Working yourself to the bone is not helpful to anyone. YOU. ARE. HUMAN. NOT. A. MACHINE. And not a martyr. Ask for help.
#5. Resentment
This is another big feeling. It’s also common and natural and normal. I promise you are not the only one feeling this way, and I promise it doesn’t mean you are a bad caregiver or person. It means you’re human.
What to do?
You know what I’m going to say. Just B-R-E-A-T-H-E. When you feel it, take a couple of minutes and do your reset breathing.
Then, find some time and explore what you’re feeling. Is it resentment toward a particular person? Is it your sister-in-law who refuses to cook diabetic healthy meals? Is it just generally resentful of everyone else and the world at large? Is it toward the person for whom you are caring?
Next, find some time to have a conversation with yourself like you would with a dear friend. If your bestie was feeling like this, what would you tell her? Listen to your own caring advice. (We’re being kind and gentle to ourselves, remember?)
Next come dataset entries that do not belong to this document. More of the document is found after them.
PR #1611, opened 2023-10-04
Improve viewport camera settings

solnem:
## Summary
This PR is trying to improve the camera settings widget and related camera settings in `EditorViewport`.

Based on my search, at this time, it does not seem to fix any open issues.

The PR contains:
- [x] Gathering all camera settings into one camera widget with context menu
- [x] Improved panning, including the ability to manually set the panning speed and have panning based on distance to the focused/target object (aka relative panning, thanks @stefnotch!)
- [x] Additional default settings in the Flax Engine options
- [x] Ability to reset all camera settings to default through a button in the context menu of the camera settings widget
- [x] Saving and loading of cached camera settings values (similar to how it is in `MainEditorGizmoViewport`)
- [x] Camera speed easing during camera flight and when using `EditorViewport.AdjustCameraMoveSpeed` using `Mathf.Pow`
- [x] Possibility to disable camera easing completely
- [x] Toggle button to quickly switch between orthographic and perspective mode (still missing dedicated icon, feel free to add one)

## Type of change
- [x] New feature
- [ ] Bug fix
- [ ] Breaking change
- [x] Refactoring
- [x] Requires documentation update

### Grouping of related settings
The camera settings were spread across the view widget and the camera speed scale widget. With this change, they are all combined into one camera settings widget.

image

### Camera panning
When panning the camera, the panning speed would always be locked at a certain value. These changes add the possibility to manually set the panning speed or use a relative panning mode, which automatically calculates the panning speed based on the camera target/focused object.

Before:
FlaxEditor_2023-10-05_00-07-25
After:
FlaxEditor_2023-10-05_00-09-36

### Adjustable camera speed and camera speed easing
Previously, the camera speed setting was limited to only a few options. Now, from the context menu, the camera settings widget allows you to set the minimum, maximum and current speed of the camera.

FlaxEditor_2023-10-05_00-12-40

In addition to that, when using the camera flight mode (holding RMB or using `CameraToggleRotation`), the camera speed is now adjusted based on `Mathf.Pow` to slow down the camera speed in the beginning (min speed).

FlaxEditor_2023-10-05_00-45-34

The possibility to fully disable camera speed easing was added to the camera settings widget.
image

The camera settings widget now uses a fixed size to prevent being resized whenever the string length of the speed value changes. On top of that, the string gets formatted using `string.Format`. In the `FloatValueBox` inside the context menu, the movement speed will show up rounded up to the third decimal to make it look more appealing to the user.

Before:
FlaxEditor_2023-10-05_20-08-43
After:

### New default settings based on changes
In the options of Flax Engine, additional settings have been added based on the changes that were made to the possible camera settings. These changes get synced with the editor viewport and are also the ones that are used when the reset button is pressed.

image

The new settings described:
| Setting | Description |
| - | - |
|**Total Camera Speed Steps** | Changes the amount of steps it requires for the camera speed to go from minimum to maximum (1-128).|
|**Camera Easing Degree**| When using camera easing, the camera easing degree will determine how slow/fast the camera speed increases/decreases across steps (1.0-8.0).|
|**Min Movement Speed**| The default minimum speed of the camera (0.05-32).|
|**Max Movement Speed**| The default maximum speed of the camera (32-1000).|
|**Use Camera Easing**| Enable/disable camera easing.|
|**Use Relative Panning**| Enable/disable whether the panning speed of the camera should be affected by the distance to the target/focused object or not. |

### Easing value calculation
This was simplified to use `Mathf.Pow` [here](https://github.com/FlaxEngine/FlaxEngine/pull/1611/commits/00aa54cde82da867b2a861cd1b6bf307dafc0a7f), should be fine now.

### ~Additional easing curve setting~
~There doesn't necessarily have to be an ease out on the camera speed. However, a possible change to the camera easing could be to allow changing the easing degree between 0% and 50% and the one between 50% and 100% separately.~

### Orthographic/perspective toggle button
This button is currently missing the correct icon. I had one that I made myself, but I was not too happy with it. Best case, it is an icon that represents the perspective mode, as that one is more easily identifiable.

### DIFF
--- a/Source/Editor/Options/ViewportOptions.cs
+++ b/Source/Editor/Options/ViewportOptions.cs
@@ -47,6 +47,13 @@ namespace FlaxEditor.Options
         public float MaxMovementSpeed { get; set; } = 64f;
 
         /// <summary>
+        /// Gets or sets the degree to which the camera will be eased when using camera flight in the editor window.
+        /// </summary>
+        [DefaultValue(3.0f), Limit(1.0f, 8.0f)]
+        [EditorDisplay("Defaults"), EditorOrder(120), Tooltip("The default degree to which the camera will be eased when using camera flight in the editor window.")]
+        public float CameraEasingDegree { get; set; } = 3.0f;
+
+        /// <summary>
         /// Gets or sets the default near clipping plane distance for the viewport camera.
         /// </summary>
         [DefaultValue(10.0f), Limit(0.001f, 1000.0f)]
--- a/Source/Editor/Options/ViewportOptions.cs
+++ b/Source/Editor/Options/ViewportOptions.cs
@@ -24,47 +24,89 @@ namespace FlaxEditor.Options
         [DefaultValue(1.0f), Limit(0.01f, 100.0f)]
         [EditorDisplay("General"), EditorOrder(101), Tooltip("The mouse wheel sensitivity applied to zoom in orthographic mode.")]
         public float MouseWheelSensitivity { get; set; } = 1.0f;
-
+        
         /// <summary>
-        /// Gets or sets the default movement speed for the viewport camera (must match the dropdown menu values in the viewport).
+        /// Gets or sets the default movement speed for the viewport camera (must be in range between minimum and maximum movement speed values).
         /// </summary>
-        [DefaultValue(1.0f), Limit(0.01f, 100.0f)]
-        [EditorDisplay("Defaults"), EditorOrder(110), Tooltip("The default movement speed for the viewport camera (must match the dropdown menu values in the viewport).")]
+        [DefaultValue(1.0f), Limit(0.05f, 64.0f)]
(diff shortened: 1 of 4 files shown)


solnem:
This PR is pretty much done. I will open it up for reviewing and testing in a bit.
A few things however:
1. Should the orthographic/perspective toggle button stay (currently the arrow button)?
2. Should there be more/other toggle buttons associated to the camera (such as toggle camera easing, toggle relative panning, etc.)?
3. If the orthographic/perspective toggle stays, what should the icon be? The icon I used before was a rectangle that was skewed on one side. Apart from it being maybe overly simplified, the reason why I didn't like that icon was because the on state would mean orthographic mode was enabled. The icon however said the opposite.
As it is now, I have changed it so that the on state means perspective mode is active, so the icon would again fit.
4. Lastly, any final thoughts on what settings/options should be in the view widget and what should be in the camera settings widget? I moved the viewpoints over to the camera, because they are moving the camera. What about brightness? Resolution?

If it’s toward a particular person that is not the person for whom you are caring, decide if you can or want to talk to that person (for the nth time). Can you have someone else talk to them for you or do you want to just acknowledge the hurt from where the resentment stems, and let it go (for the nth time)?
If the resentment is toward the person for whom you are caring or if you do not think you can ignore or confront another party from whom your resentment stems, find a space away from your loved one(s) and try to exorcise that energy. Yell. Cry. Cuss. Pace. Punch a pillow. Scream your dissatisfaction at and into the abyss. This release is good for you.
In this new energy, try to look deeper again for a few minutes. See if there are underlying issues that are causing your resentment, anger, or sadness. Are there old issues you need to resolve? Is there some sort of business lingering around you that needs to be wrapped up and taken care of? Is it time to have a real, gentle, calm and quiet conversation with your person?
You may not be able to talk to your person, but it is important that you talk to someone. Call up your most trusted confidant. Or talk to a professional. Your Elder Care Companion Doula is an empathetic, nonjudgemental ear, or can help you find other professional resources that are paid to listen and advise.
I understand how lonely and overwhelming it can be when caring for someone at the end of life or needing assistance with activities of daily living around the clock. Let me reiterate. You. Are. Not. Meant. To. Do. This. Alone.